Select students are trained as peer mediators. When youngsters get into a conflict, they can arrange a meeting in which two student mediators sit down with them and discuss ways to resolve whatever happened. They are expected to come away with an action plan.

It may seem overly optimistic to expect young teenagers to arrange mediation meetings before conflicts escalate into fights, but students are using it. At Maple Grove alone, about a dozen took advantage of it every year for the last two years. Little more than halfway through this school year, 10 kids have already signed up with mediators, Penrose said.

Considering that Maple Grove sees 17 cases of bullying and 27 fights per year on average, 10 avoided fights makes a difference.

What works?

Many other programs try to curb bullying and fighting in Clark County schools.

Every district has one or more anti-bullying curricula in place that are taught several times a week, and all train staff to identify and correct bullying.

Battle Ground uses a program called Second Step, which McCarty, the UW researcher, considers to be one of the best. Evergreen has one called Safe Schools.

These are in addition to programs selected by individual schools for their health classes and advisory hours.

Many schools also hold special assemblies or full days dedicated to anti-bullying messages, where they bring in speakers with a unique perspective on the topic.

Those single events aren’t nearly as effective as ongoing, sustained efforts, said McCarty.

Most effective — though cost-prohibitive in the current budget climate — would be to provide emotional health screening for every student, she said.

The existing programs don’t seem to make much of a dent.
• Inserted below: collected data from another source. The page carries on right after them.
PR #1834, opened 2021-06-22
fix: only patch new grade's name and points on save

mdulat:


components/d2l-activity-editor/d2l-activity-score-editor.js
```diff
@@ -321,6 +320,17 @@ class ActivityScoreEditor extends ActivityEditorMixin(SkeletonMixin(LocalizeActi
 		}
 	}
 
+	async save() {
+		if (this._createSelectboxGradeItemEnabled) {
+			const associateGradeEntity = associateGradeStore.get(this._associateGradeHref);
+			if (associateGradeEntity && associateGradeEntity.gradebookStatus === GradebookStatus.NewGrade) {
+				const scoreOutOf = this.shadowRoot.querySelector('#score-out-of').value;
```
wongvincent, line 327: probably better to retrieve this from `activity.scoreAndGrade.scoreOutOf`.

components/d2l-activity-editor/d2l-activity-score-editor.js
```diff
@@ -321,6 +320,17 @@ class ActivityScoreEditor extends ActivityEditorMixin(SkeletonMixin(LocalizeActi
 		}
 	}
 
+	async save() {
+		if (this._createSelectboxGradeItemEnabled) {
+			const associateGradeEntity = associateGradeStore.get(this._associateGradeHref);
+			if (associateGradeEntity && associateGradeEntity.gradebookStatus === GradebookStatus.NewGrade) {
```
wongvincent, line 326: I'm always confused whether we should be checking the GradebookStatus here. Or in the MobX object. Or in siren-sdk to determine whether we are allowed to call the actions in the new-grade entity to update its properties.

For example, the function here always works even if the GradebookStatus isn't `new-grade` I think. https://github.com/BrightspaceHypermediaComponents/siren-sdk/blob/master/src/activities/associateGrade/AssociateGradeEntity.js#L205

wongvincent (approved):

components/d2l-activity-editor/d2l-activity-score-editor.js
mdulat: This check wasn't about permissions, it's just that we don't need to set the name and max points if the gradebook status isn't new-grade.

wongvincent (approved):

Bullying and fighting stats have fluctuated over the years, but no program has triggered a sudden drop in the numbers.

Vancouver this year is trying something new. The district in August launched a program called Positive Behavior Intervention and Supports. It briefs every staff member on how students are expected to behave during their entire school day, said Kathy Everidge, the district’s chief of secondary education. This expectation doesn’t just extend to class or the hallways, but to the buses and cafeterias. To enforce that vision, drivers and food workers are trained along with teachers and administrators, Everidge said.

One of the strategies introduced under the program is a universal sign for “Stop what you’re doing.”

If a student is uncomfortable with how another kid is acting, be it verbal or physical, he or she extends out one palm and brings the edge of the other hand down onto it in a chopping motion, said Bill Link, a district employee who has coordinated the new anti-bullying campaign in Vancouver schools.

It’s the symbol for “Stop” in American Sign Language. Kids in the schools that have adopted the new program know the symbol, which means that they can send a clear signal when good-natured ribbing has turned into harassment.

Other kids or adults can then step in and let the aggressor know he’s gone beyond the limits. The signal already has made it easier for students to help each other out.

“I’ve heard kids say, ‘It’s nice to know we got each other’s back,’” Link said.